RadDevon

Why should I care about NGINX?

One of my best memories of childhood was going to Toys “R” Us to buy a video game. Even though the process was pretty strange, I still think of it fondly because it was part of the anticipation of playing that brand new game.

The process went like this. First, you’d go to the video game aisle where you’d find walls filled with plastic cards containing the cover art of each game. Flipping the card up, you could look at the back of the game box. Once you found the game you wanted, you’d pull a slip of paper from a pocket hanging under the game’s card showing the game’s price and a UPC.

Toys "R" Us game slips

You’d take the slip through the checkout and pay for your game. Then, you’d go beyond the checkout and take your game slip to a window at the customer pickup room. There, an employee would take your slip, grab the game from the shelves, and hand it to you through the window.

toys r us customer pickup

What is NGINX?

What does all this have to do with NGINX? NGINX is a web server. It’s a piece of software that runs on a computer, listening to HTTP requests and fulfilling them.

It serves a similar role to that Toys “R” Us employee who worked the pickup room. You start by making a request. At Toys “R” Us, that’s your slip specifying the game you bought. On the web, that’s an HTTP request.

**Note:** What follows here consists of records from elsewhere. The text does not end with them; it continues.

PR #18829, opened 2026-08-26
feat(parser): zero-alloc rune count, bmp/tiff decoders, and clean OCR gate tests (#18794)

### LINKED ISSUE #18794: [Feature Request]: polish webp gate - RuneCount, bmp/tiff coverage and unit tests (follow-up #18785)
**Follow-up for #18785 (webp + VLM gate)**

PR #18785 fixes `webp` `unknown format` (`media_dispatch.go:37` `_ "golang.org/x/image/webp"`) and CJK `charCount` byte vs rune (`media_dispatch.go:160` `len([]rune(ocrText))`). While correct, three polish items remain:

### (a) `len([]rune(ocrText))` → `utf8.RuneCountInString(ocrText)` (suggested improvement)
Current code allocates a `[]rune` slice on every call:
```go
charCount := len([]rune(ocrText))
```
Stdlib `utf8.RuneCountInString` is the zero-alloc equivalent and is already used ~10+ places in this repo (`internal/agent/tool/google.go:357`, `keenable.go:417`, `pubmed.go:342` etc.). Switching keeps style consistent and avoids needless allocation.

**Suggested patch:**
```diff
- charCount := len([]rune(ocrText))
+ charCount := utf8.RuneCountInString(ocrText)
```
+ `import "unicode/utf8"`

### (b) `bmp`/`tiff` decoders not completed (acceptable, but worth tracking)
`picture_parser.go:45` `imageExtensions` also contains `bmp`/`tiff`/`avif`/`heic` without stdlib decoders; they still hit `image: unknown format` in `runLocalImageOCR:454` and fall back to VLM. PR body notes “`webp` is the common modern format” – scope trade-off is reasonable, but this is a known leftover inconsistency.

If completed later, it should be done in one go:
```go
_ "golang.org/x/image/bmp"
_ "golang.org/x/image/tiff"
```
rather than case-by-case. Suggest leaving a `TODO` in PR description or `GObugs.md`.

### (c) Test coverage: ❌ insufficient
Final PR touches 3 files (`go.mod`, `go.sum`, `media_dispatch.go`) with no test file. PR body cites `bash build.sh --test` (no regression) and manual `641.webp` verification, but no automated tests for the two new behaviors. Both are unit-testable:
- `webp` decode: construct a minimal `webp` byte fixture and assert `image.Decode` succeeds via production registration in `media_dispatch.go` (test must not blank-import `x/image/webp` itself).
- `rune-count gate`: table-driven `imageVLMGateShouldSkip(ocrText, lang)` with `20` Han chars (`60B` → must not skip) vs `33` Han chars and `eng=true` `32/33` word boundaries.

Adding these would prevent regression without manual `641.webp` re-check.

cc @jay77721 #18785

avikumart:
### Summary
Follow-up to #18785 addressing #18794:

1. **Zero-allocation rune count & whitespace trimming**: In [`media_dispatch.go`](internal/ingestion/component/media_dispatch.go), extracted `vlmGateShouldSkip(ocrText, lang string) bool` which trims whitespace (`txt.strip()`) and uses the zero-allocation standard library function `utf8.RuneCountInString(ocrText)` to match Python `rag/app/picture.py:chunk()` gating semantics.
2. **Register standard `golang.org/x/image` decoders**: Added blank imports `_ "golang.org/x/image/bmp"` and `_ "golang.org/x/image/tiff"` in `media_dispatch.go` so `image.Decode` supports BMP and TIFF payloads alongside WebP, PNG, JPEG, and GIF. *(Note: formats like `avif`/`heic` lack pure-Go decoders in `golang.org/x/image` and remain a known follow-up if third-party/CGO decoders are added).*
3. **Dedicated unit tests in `media_dispatch_test.go`**:
   - Added `TestImageDecoders_RegisteredFormats` asserting that `image.Decode` properly decodes WebP, BMP, TIFF, PNG, JPEG, and GIF payloads using fixed base64 test fixtures without importing any image encoders/decoders directly in the test file (ensuring all 6 formats rely on `media_dispatch.go`).
   - Added `TestVLMGateShouldSkip` verifying CJK rune counts vs byte sizes (`>32` runes vs `>32` bytes), English word count thresholds, and whitespace trimming.

Closes #18794

### DIFF
--- a/internal/ingestion/component/media_dispatch.go
+++ b/internal/ingestion/component/media_dispatch.go
@@ -35,6 +35,8 @@ import (
 	"ragflow/internal/common"
 
 	// Import image decoders for common formats.
+	_ "golang.org/x/image/bmp"
+	_ "golang.org/x/image/tiff"
 	_ "golang.org/x/image/webp"
 	_ "image/gif"
 	_ "image/jpeg"
@@ -43,6 +45,7 @@ import (
 	"path/filepath"
 	"sort"
 	"strings"
+	"unicode/utf8"
 
 	"ragflow/internal/deepdoc/parser/pdf/inference"
 	"ragflow/internal/entity"
@@ -154,15 +157,9 @@ func maybeDispatchImage(
 	// Mirrors Python's check: if (eng and len(txt.split()) > 32) or len(txt) > 32
 	// then use OCR text only; otherwise call cv_mdl.describe().
 	lang := resolveVisionLanguage(inputs, getStringOr(setup, "lang", ""))
-	eng := strings.EqualFold(lang, "english")
-
-	if ocrText != "" {
-		wordCount := len(strings.Fields(ocrText))
-		charCount := len([]rune(ocrText))
-		if (eng && wordCount > 32) || charCount > 32 {
-			// OCR returned substantial text — skip VLM.
-			return imageDispatchResult(ocrText, dataURI), true, nil
-		}
+	if vlmGateShouldSkip(ocrText, lang) {
+		// OCR returned substantial text — skip VLM.
+		return imageDispatchResult(ocrText, dataURI), true, nil
 	}
 
 	// Short OCR text (or no text): supplement with VLM describe.
@@ -443,6 +440,23 @@ func videoMIME(filename string) string {
 }
 
 // --- OCR helpers for picture dispatch ---
+
+// vlmGateShouldSkip determines whether the OCR text is substantial enough
+// to skip the secondary VLM description call.
+// Mirrors Python picture.py:chunk():
+//
+//	txt = txt.strip()
+//	if (eng and len(txt.split()) > 32) or len(txt) > 32 -> skip VLM
+func vlmGateShouldSkip(ocrText, lang string) bool {
+	ocrText = strings.TrimSpace(ocrText)
+	if ocrText == "" {
+		return false
+	}
+	eng := strings.EqualFold(lang, "english")
+	wordCount := len(strings.Fields(ocrText))
+	charCount := utf8.RuneCountInString(ocrText)
+	return (eng && wordCount > 32) || charCount > 32
+}
 
 // runPaddleOCRImage tries PaddleOCR remote API for image text extraction.
 // Mirrors Python's picture.py:_try_paddleocr_image() which creates a
--- a/internal/ingestion/component/media_dispatch_test.go
+++ b/internal/ingestion/component/media_dispatch_test.go
@@ -16,19 +16,22 @@
 package component
 
 import (
+	"bytes"
 	"context"
-	"ragflow/internal/dao"
+	"encoding/base64"
+	"image"
 	"strings"
 	"sync"
 	"testing"
 
+	"gorm.io/gorm"
+
 	"ragflow/internal/common"
+	"ragflow/internal/dao"
 	"ragflow/internal/entity"
 	modelModule "ragflow/internal/entity/models"
 	"ragflow/internal/ingestion/component/schema"
 	"ragflow/internal/utility"
-
-	"gorm.io/gorm"
 )
 
 // imagePromptCaptureDriver embeds ModelDriver so it satisfies the interface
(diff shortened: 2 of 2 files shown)


xugangqiang:
Review findings (problems only):

1. **avif/heic remain unregistered (incomplete fix).** `picture_parser.go` `imageExtensions` still lists `avif`/`heic`, which will still hit `image: unknown format` and silently fall back to VLM. The bmp/tiff addition only partially closes the inconsistency (both `golang.org/x/image/avif` and `.../heif` exist). Either register them in one go or explicitly note in the PR description that avif/heic are still a known follow-up.

2. **Title/description overstate the rune fix.** The byte-vs-rune correctness bug (`len(ocrText)` → `len([]rune(ocrText))`) was already fixed in #18785. This PR's change (`len([]rune(...))` → `utf8.RuneCountInString`) is an equivalent zero-alloc optimization, not a correctness fix. Please reword so readers don't attribute the correctness fix to this PR.

3. **Redundant mutable global.** `var runPaddleOCRImage` is introduced but never overridden by any test (only `runLocalImageOCR` is). It adds an unnecessary package-level mutable function pointer with no production purpose and no concurrency safety. Drop it, or consider extracting a pure helper `vlmGateShouldSkip(ocrText, lang string) bool` and unit-testing that directly instead of injecting globals + `resolveTenantModelByType`.

Note: the CodeRabbit actionable comment about removing BMP/TIFF decoder imports from the test is stale — the final diff does not import `golang.org/x/image/bmp`/`tiff` (only `image/gif`, `image/jpeg`, `image/png` for fixture generation), so it is already resolved.

xugangqiang:
LGTM

xugangqiang:
LGTM

xugangqiang:
### Review findings (problems only)

**1. PR description overstates the change — please correct it.**
The description claims the PR "eliminated mutable package-level function pointers (`var runPaddleOCRImage`, `var runLocalImageOCR`)". This is not accurate:
- On `main`, `runPaddleOCRImage` and `runLocalImageOCR` are regular functions (`media_dispatch.go:450` and `:469`), not `var` function pointers.
- The diff does not remove any `var` declarations.
The pure-helper extraction (`vlmGateShouldSkip`) is real, but the "removed mutable package-level function pointers" wording should be dropped to avoid misleading reviewers.

**2. The CodeRabbit inline comment is a false positive — do not apply it as written.**
It states the test imports the BMP/TIFF decoders and therefore the subtests don't depend on `media_dispatch.go`. In fact the test imports only `image/gif`, `image/jpeg`, `image/png` (used to *encode* those fixtures); it does **not** import `golang.org/x/image/bmp` or `golang.org/x/image/tiff`. So the BMP and TIFF subtests genuinely rely on `media_dispatch.go`'s blank imports and would fail if those were removed. The test does protect the new registrations.

There is, however, a real (minor) grain in that comment worth fixing: the PNG/JPEG/GIF subtests import `image/png/jpeg/gif` for encoding, which also registers those decoders, so those three subtests do **not** actually validate `media_dispatch.go`'s registration of them — only WebP/BMP/TIFF are validated through `media_dispatch.go`. To make the test truly validate all six formats via `media_dispatch.go`, switch PNG/JPEG/GIF to fixed base64 fixtures (like WebP/BMP/TIFF) and drop those three imports. Otherwise, narrow the test doc comment to "validates WebP/BMP/TIFF registrations via media_dispatch.go".

**3. Pre-existing Python/Go parity gap in the gate (not introduced by this PR, flagging for follow-up).**
Python `rag/app/picture.py:88` does `txt = txt.strip()` *before* the threshold check, but the Go path passes `ocrText` un-trimmed into `vlmGateShouldSkip`. `strings.Fields` already strips for the word count, but `utf8.RuneCountInString(ocrText)` counts leading/trailing whitespace too. Edge case: 32 CJK chars + 1 trailing space (33 runes) makes Go skip VLM while Python (post-strip, 32 chars) would use VLM. This divergence predates this PR; recommend trimming `ocrText` at the gate entry as a follow-up so the "mirrors Python" claim holds exactly.

avikumart:
Thanks for the review! All 3 findings have been addressed in the latest commit:

1. **PR Description**: Updated the PR description to remove the inaccurate mention of removing mutable package-level function pointers. The description now accurately reflects the actual changes (zero-alloc `utf8.RuneCountInString`, Python parity whitespace trimming, BMP/TIFF decoder registrations, and dedicated unit tests).
2. **Decoupled Image Decoder Tests**: Dropped the encoder imports (`image/gif`, `image/jpeg`, `image/png`, `image/color`) from `media_dispatch_test.go` and switched PNG, JPEG, and GIF to static base64 test fixtures (matching WebP, BMP, and TIFF). `media_dispatch_test.go` now imports zero image decoders or encoders, ensuring all 6 format subtests in `TestImageDecoders_RegisteredFormats` strictly validate the decoder registrations in `media_dispatch.go`.
3. **Python/Go Parity (Whitespace Trimming)**: Added `ocrText = strings.TrimSpace(ocrText)` at the entry of `vlmGateShouldSkip` to align with Python `rag/app/picture.py:chunk()` (`txt = txt.strip()`). Added test cases covering whitespace trimming and boundary conditions in `TestVLMGateShouldSkip`.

Just like the customer pickup employee, the server knows where to go to fulfill that request. It gets the response and passes it back through the “window” to the user who made the request.

Why Do I Need to Understand NGINX?

NGINX is not the only web server, but it’s an extremely popular one and it’s on the rise. It’s open source which means you can use it for free for your own sites. It’s also open source meaning you can extend it or fix bugs yourself. Even though it’s in 2nd place overall (behind Apache), it’s number 1 amongst the most trafficked sites.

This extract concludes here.